Induction of heme oxygenase-1 inhibits IL-1b nitrite oxide production in articular chondrocytes

IL-1b is one of the main cytokines leading to the degradation of articular cartilage. One mechanism through which this cytokine exerts its effects is by articular chondrocytes being induced to produce nitrite oxide (NO). These findings are supported by clinical studies revealing a significant increase of NO production in the synovial fluid of patients with rheumatoid arthritis and osteoarthritis. Modulating IL-1b-induced NO in articular chondrocytes appears to be an interesting challenge for reducing or inhibiting the cartilage destruction.

Heme oxygenase-1 (HO-1) is an inducible enzyme catalyzing the degradation of heme. The beneficial effects of HO-1 have been described for several diseases. This enzyme confers protection mainly through its antioxidant and anti-inflammatory functions.

The objectives of this work were to investigate the expression and activity of HO-1 in IL-1b-treated articular chondrocytes, and the corresponding molecular mechanism.
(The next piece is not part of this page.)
Issue #130, opened 2016-03-10
CPU Shorthand


SethBarberee:
So it just an idea but maybe shortening CPU output could be a good idea? Like only display the model of CPU and cut off speed or maybe only display the speed. It might be a good idea so in tiling environments, the output from CPU doesn't have to wrap to the next line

We used high-density primary cultures of rabbit articular chondrocytes. HO-1 expression was evaluated by Western blotting. HO-1 activity on IL-1b-induced NO was evaluated with use of the Griess reaction. Transient transfection of and Western blotting for IkBa, NF-κB, inducible nitrite oxide synthase and HO-1 elucidated the molecular mechanism of the HO-1 activity on IL-1b-induced NO.

We found evidence, for the first time, of the inducible expression of HO-1 in articular chondrocytes. Overproduction or overexpression of HO-1 is able to decrease dramatically in a dose-dependent manner the IL-1b-induced NO release in the culture medium from articular chondrocyte culture. The inhibition of NO production occurs at the transcriptional level through an NF-κB-dependent pathway.

These results demonstrate the critical role of HO-1 in inhibiting the IL-1b-induced NO. In vivo experiments are under investigation.